I believe in magic. Completely and absolutely. I believe in creams that will even out my skin, scrubs that will smooth my orange peel face and serums that will plump the fine lines I have from smiling so damn much. So when I read about a perfume that would make me desirable to every living thing within sniffing range whilst being undetectable, I wanted it desperately, then promptly forgot about it because I have the attention span of a gnat. Years later, a Cult Beauty email arrived at the same time my husband was asking me what I wanted for Christmas. My desire was re-awakened and fulfilled.
Tim Robbins’ Jitterbug Perfume provides the sum total of what I know about perfumery. I have read Perfume too, but didn’t like it, so have blanked whatever it had to say on the subject from my mind. I don’t wear perfume often either – I like it, kind of, but it makes me sneeze and I always feel like I have too much on. I want to like it. I love nice smelling things. My bath and shower collection is immense and I could keep warm for years with the scented candles I own. But perfume eludes me; it seems complicated and easy to get wrong.
The bumpf for Molecule 01 by Escentric Molecules on Cult Beauty is
Escentric Molecules’ Molecule 01 is created solely from the aroma-chemical Iso E Super, traditionally a perfume basenote that adds allure to a scent, which works as more of an effect than a fragrance. The scent has a subtle, velvety, woody note which will meld with your natural pheromones, vanish, then re-surface after some time, making it totally individual and personalised to the wearer.
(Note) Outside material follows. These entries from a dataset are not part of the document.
PR #2306, opened 2026-09-06
V0.15.1rc-testonly

chensuyue:
for CI test.


chensuyue:
Performance test failed caused by vram reduce, which is as expected.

You will rarely smell this fragrance on yourself, Molecule 01 is more about the effect it has on others.
Why it’s cult
Molecule 01 fragrance from Escentric Molecules smells so good, every man, woman & child in a 5-mile radius will wanna know your secret. Remember the old Impulse ads? This is even better. Developed by rising star of the perfume world Geza Shoen, Molecule 01 smells different on everyone, but amazing on everyone, an expert favourite that gives the unique quality of a bespoke fragrance without having to remortgage.
Doesn’t that sound fabulous? Doesn’t that sound absolutely perfect? Magic even?
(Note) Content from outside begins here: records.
Issue #2010, opened 2026-07-07
[Feature] Support quant parallelism on multi-GPU


chensuyue:

avtc:
I have been playing with different calibration-free quantization methods (offline SINQ, NeUQI, PERQ b512 MassDiff), another streaming implementation with layers weights prefetch on next device, then block-parallel-quantization for calibration-free iters0 path, and data-parallel quantization with `iters>0`, in this branch: https://github.com/avtc/auto-round/tree/feature/mixed-bits-low-vram-NeUQI-preSINQ-and-optimizations

I am still experimenting with cuda graphs caching across layers in layer-by-layer quantization and planned to take a look at batching expert modules so 300B MoE models will be able to be quantized on consumer hardware like RTX 3090 (or multiple of them).

I have made tests on Qwen3.8-27B model on server with 8x3090, with KLD eval.
From what I have found:

1. **NeUQI** works for `iters=0` improving KLD by **10%** (w4a16g128 asym) on top of opt-rtn (sym) and with optimized implementation it works fast and adds tiny fraction of time to whole quantization. For `iters=50` KLD improved by **7.3%** (w4a16g128 both asym). For `iters=200` by **1.0-1.7%** (w4a16g32 both asym). For different models it can give different effect, but have seen only positive.

2. **Data parallel** when batch distributed over several GPUs, each keeping whole layer - improves quantization speed, i.e. lowering time
- for `iters=50`, from `53m` to `31m` on 4x3090
- for `iters=200`, from `2h57m` to `1h37m` on 4x3090
note: using 8x3090 improves only by few minutes.

3. **Cuda graphs** (captured on each layer and copied to 3 gpus), lower the time for whole `iters=200` by only 2 minutes. (cached graph from another layer with identical modules ~~do not work for me, but if it would work it will~~ give another `1 minute`).

Feel free to use the branch and its improvements.
If you interested only in specific features from it - like NeUQI or Data-parallel (maybe with cuda-graphs as well) or offline SINQ/PERQ b512 MassDiff - I can try to extract this functionality and prepare a PR, just let me know (the branch derived by 300+ commits ahead in short time, and I would like to contribute).

---
There are also features:
- pack on gpu
- streaming reading and writing in a way no need to have much RAM or disk space (i have 64GB only and less than 300GB free space and was able to quant hy3 with iters=0).

wenhuach21:
@avtc That’s really great. I think all of them would be useful. 
[...]

PR #2341, opened 2026-09-10
NeUQI grid search for optimized RTN (--enable_neuqi: joint asym scale/zp search, two-stage sym search, frozen-init anchor)

avtc:
## Description

This PR adds the **NeUQI** grid search ([arXiv 2505.17595](https://arxiv.org/abs/2505.17595)) to the optimized-RTN path, opt-in via `--enable_neuqi` (CLI, or `enable_neuqi=True` in the API; carried by both `RTNConfig` and `SignRoundConfig`):

- **Asymmetric layers — joint (scale, integer zero-point) search**: a two-stage weighted grid search per group (coarse log-spaced scale candidates, then fine refinement; all zero points evaluated per candidate). Asymmetric layers previously had no optimized initializer at all — plain min/max RTN was the only path.
- **Symmetric layers — two-stage signed scale search**: replaces the incumbent min/max clip search when enabled; which clamp convention wins per group is searched, not assumed.
- **On the zero-shot path (`iters=0`) both searches are weighted by the activation imatrix**, collected automatically when the flag is set (asymmetric layers previously never consumed one — plain min/max RTN was their only path). With `iters > 0` the anchor runs unweighted; tuning itself is data-driven.
- **`iters > 0`: frozen-init anchor.** The search runs once at wrapper init and anchors the SignRound tuning grid — range margins are pinned to the winner, tuning proceeds on the rounding values only. Measured quality-neutral at `iters=50` on sym with SignRoundV2 (0.02191 vs 0.02203 without), so the anchor is a no-cost initialization once tuning runs.
- **MoE expert batching**: same-shape expert projections (both symmetry classes) quantize in one stacked search call — bit-identical to per-module results.
- **Backends**: the search runs on the fastest available backend — a Triton kernel (`auto_round_extension`), a torch.compile implementation, or plain eager PyTorch — and falls back to the next one if a backend fails at runtime (the failed one is disabled for the rest of the process, with a warning). `AR_NEUQI_BACKEND=triton|compile|eager` pins a backend, mainly for debugging. Measured on the joint search (2M groups, group size 128, 64+32 candidates, RTX 3090): eager 23.8 s, torch.compile 0.43 s (~55x faster than eager), Triton 0.33 s (~72x).
- **Grid sizes**: `AR_NEUQI_COARSE` / `AR_NEUQI_FINE` control the grid. Defaults are 256/64 when Triton or torch.compile serves the search and 64/32 with eager — the eager cost is proportional to the grid size and measured quality is flat between the two (Qwen3.8-27B W4A16 g128, iters=0: mean KL 0.02570 at 64/32 vs 0.02579 at 256/64). Explicit values always win.

Validation — full-vocabulary fp32 KL vs the BF16 base, openwebtext 8x8192 positions; Qwen3.8-27B, W4A16, group size 128, single RTX 3090. Protocol and full statistics: [docs/neuqi_acc.md](https://github.com/intel/auto-round/blob/main/docs/neuqi_acc.md). Sorted by mean KL (lower is better):

| mean | median | p90 | p99 | top1 | top5 | wall | recipe |
|--:|--:|--:|--:|--:|--:|--:|:--|
| 0.01921 | 0.00905 | 0.03591 | 0.17297 | 0.9370 | 0.8727 | 2:57:21 | iters=200, asym, SignRoundV2 + NeUQI (64/32 grid) |
| 0.02106 | 0.01050 | 0.04071 | 0.18038 | 0.9317 | 0.8661 | 0:49:07 | iters=50, asym, SignRoundV2 + NeUQI |
| 0.02191 | 0.01116 | 0.04237 | 0.18473 | 0.9304 | 0.8627 | 0:56:52 | iters=50, sym, SignRoundV2 + NeUQI |
| 0.02203 | 0.01112 | 0.04307 | 0.18239 | 0.9295 | 0.8630 | 0:55:40 | iters=50, sym, SignRoundV2, no NeUQI |
| 0.02579 | 0.01361 | 0.05046 | 0.21753 | 0.9234 | 0.8514 | 0:11:00 | iters=0, asym, NeUQI |
| 0.02734 | 0.01468 | 0.05358 | 0.22014 | 0.9213 | 0.8463 | 0:09:00 | iters=0, sym, NeUQI |
| 0.02852 | 0.01533 | 0.05678 | 0.23453 | 0.9191 | 0.8429 | 0:13:19 | iters=0, sym, incumbent OptRTN search (no NeUQI) |

All `iters > 0` rows use SignRoundV2 (`enable_alg_ext`).

## Type of Change

New feature

## Related Issues

Relates to #2010 — NeUQI support was requested there.

- [x] The CUDA CI has passed.

### DIFF
--- a/auto_round/algorithms/quantization/sign_round/config.py
+++ b/auto_round/algorithms/quantization/sign_round/config.py
@@ -120,6 +120,16 @@ class SignRoundConfig(QuantizationConfig):
             action="boolean_optional",
             help="Enable last-block LM cross-entropy (LFQ) loss for the final transformer block (experimental).",
         )
+        registry.add_argument(
+            "--enable_neuqi",
+            field="enable_neuqi",
+            action="store_true",
+            help=(
+                "Enable the NeUQI grid search (arXiv 2505.17595): the tuning grid is anchored to "
+                "the searched (scale, zero-point) result once at layer init and frozen during "
+                "tuning (joint search for asym layers, two-stage scale search for sym layers)."
+            ),
+        )
 
     def __init__(
         self,
@@ -140,6 +150,7 @@ class SignRoundConfig(QuantizationConfig):
         optimizer: str | None = None,  # TODO later wenhuach delete this
         enable_adam: bool = False,  # TODO later  wenhuach delete this
         enable_lfq: bool = False,
+        enable_neuqi: bool = False,
         **kwargs,
     ) -> None:
         """Initialize a SignRound configuration.
@@ -170,11 +181,18 @@ class SignRoundConfig(QuantizationConfig):
                 quantized output of previous blocks during calibration.
             optimizer: Optional optimizer name override.
             enable_adam: Whether to use the Adam-based SignRound variant.
+            enable_neuqi: Opt into the NeUQI grid search (arXiv 2505.17595):
+                the joint (scale, integer zero-point) search runs once at
+                layer init and anchors the tuning grid to the winner, frozen
+                during tuning (the two-stage symmetric scale search for sym
+                layers). The search grid sizes are tunable via
+                ``AR_NEUQI_COARSE`` and ``AR_NEUQI_FINE``.
             **kwargs: Common quantization arguments forwarded to
                 QuantizationConfig, such as bits, group_size, sym,
                 data_type, and activation quantization fields.
         """
         super().__init__(**kwargs)
+        self.enable_neuqi = enable_neuqi
         self.gradient_accumulate_steps = gradient_accumulate_steps
         self.iters = iters
         if self.iters < 0:
--- a/auto_round/data_type/neuqi.py
+++ b/auto_round/data_type/neuqi.py
@@ -1,0 +1,1333 @@
+# Copyright (c) 2026 Intel Corporation
+#
+# Licensed under the Apache License, Version 2.0 (the "License");
+# you may not use this file except in compliance with the License.
+# You may obtain a copy of the License at
+#
+#    http://www.apache.org/licenses/LICENSE-2.0
+#
+# Unless required by applicable law or agreed to in writing, software
+# distributed under the License is distributed on an "AS IS" BASIS,
+# WITHOUT WARRANTIES OR CONDITIONS OF ANY KIND, either express or implied.
+# See the License for the specific language governing permissions and
+# limitations under the License.
+"""Near-optimal uniform (scale, zero-point) search for asymmetric integer quantization.
+
+This is a clean-room reimplementation of the integer-zero-point variant of the NeUQI
+objective (arXiv 2505.17595, "NeUQI: Near-Optimal Uniform Quantization Parameter
+Initialization for Low-Bit LLMs"). The reference implementation carries no license,
+so no code is copied from it; this module implements the published optimization from
+scratch. Only the integer-zero-point variant is implemented because the paper's
+floating-point zero point is not consumable by stock int4 kernels (GPTQ/AWQ/Marlin
+assume an integral zero point).
+
+For each quantization group the following problem is solved:
+
+    min_{s > 0, z in {0, .., 2**bits - 1}}
+        sum_i qw_i * (s * (clamp(round(w_i / s) + z, 0, 2**bits - 1) - z) - w_i)**2
+
+where ``qw`` is an optional per-element weighting (e.g. the activation ``imatrix``).
+For a fixed scale the loss decomposes over the integer zero points, so the optimal
+``z`` is found exactly by enumerating all ``2**bits`` candidates (16 for 4-bit).
+The scale is searched on a coarse log grid bounded by the min-max scale (scales
+beyond the min-max range are never optimal) followed by a fine additive refinement
+around the best coarse entry.
+
+The search replaces the plain min/max initialization of the asymmetric optimized-RTN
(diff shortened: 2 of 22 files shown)


wenhuach21:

I will readily admit that I’ve been sucked in by pr and advertising. I always am; I’m Barnum’s ideal woman. The perfume probably does nothing except smell nice every now and then. And who wants a perfume that doesn’t smell?
I do. I love it. It does vanish and re-surface after some time. I adore the initial smell, the inconstantness of it and the fact that I forget I have it on until I get a random waft. It’s not overpowering, I don’t sneeze and I don’t feel like I’m choking passersby. Reader, I’ve drunk the Kool-aid.
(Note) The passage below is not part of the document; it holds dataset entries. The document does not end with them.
Issue #2358, opened 2026-09-14
[Bug]: Preserve FP32 modules during model dtype conversion


changwangss:
### Problem Description

  AutoRound may cast the entire model to BF16 during AMP initialization, including parameters declared in _keep_in_fp32_modules.

  For example, with a preloaded FP32 Wan transformer:

  1. The model declares certain modules should remain FP32.
  2. ModelContext._set_amp_dtype() calls model.to(torch.bfloat16).
  3. Diffusion pipeline dtype alignment later restores protected parameters to FP32, but their original precision has already been lost.

  A protected parameter demonstrates the issue:

  Original FP32:        1.0010000467
  After BF16 cast:     1.0
  Restored to FP32:    1.0

  Expected behavior

  Model dtype conversion should preserve the original values of parameters declared to remain FP32, while converting other parameters to the requested dtype.

### Reproduction Steps

  Example: Wan2.2

  WanTransformer3DModel declares time_embedder, scale_shift_table, and norm1/norm2/norm3 in _keep_in_fp32_modules. Their parameters should remain FP32.

  For example:

  condition_embedder.time_embedder.linear_1.weight
  Expected: FP32
  After AutoRound AMP dtype conversion: BF16

  When AutoRound calls model.to(torch.bfloat16), these protected parameters are also converted to BF16. Subsequent pipeline alignment may restore their dtype to FP32, but cannot recover the precision
  already lost.

### Error Logs

```shell

```

PR #2359, opened 2026-09-14
fix: preserve declared FP32 tensors during model dtype conversion

changwangss:
## Description

Example: Wan2.2

WanTransformer3DModel declares time_embedder, scale_shift_table, and norm1/norm2/norm3 in _keep_in_fp32_modules. Their parameters should remain FP32.

For example:

condition_embedder.time_embedder.linear_1.weight
Expected: FP32
After AutoRound AMP dtype conversion: BF16

When AutoRound calls model.to(torch.bfloat16), these protected parameters are also converted to BF16. Subsequent pipeline alignment may restore their dtype to FP32, but cannot recover the precision
already lost.

## Type of Change

Bug fix

## Related Issues

Fixes or relates to #2358 


auto_round/utils/model.py
```diff
@@ -1789,17 +1789,45 @@ def check_seqlen_compatible(input_seqlen, tokenizer=None, model=None):
...
+    def convert(tensor):
+        if not (tensor.is_floating_point() or tensor.is_complex()):
+            return tensor
+        target_dtype = torch.float32 if id(tensor) in protected else dtype
+        return tensor.to(dtype=target_dtype)
+
+    return model._apply(convert)
+
+
 def _to_model_dtype(model, model_dtype):
```
n1ck-guo, line 1820: Please help add a check to confirm that model_dtype is of type str

n1ck-guo (approved):
LGTM

auto_round/utils/model.py
changwangss: Added an isinstance(model_dtype, str) guard in 1a646965. Non-string inputs, including None and torch.dtype, leave the model unchanged.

I put to you that it doesn’t matter that the hype is most likely pure bullshit (let’s leave a little room for magic here, please) and that I’m simply paying more for what is merely one component of a normal perfume. I enjoy wearing it. I like the ritual of putting on perfume and feel a bit more finished. I feel slyly sexy when I get a whiff of it, even sitting on a bus having a bad hair day. It gives me an instant kick of confidence. I ask you, what else, exactly, is a perfume supposed to do?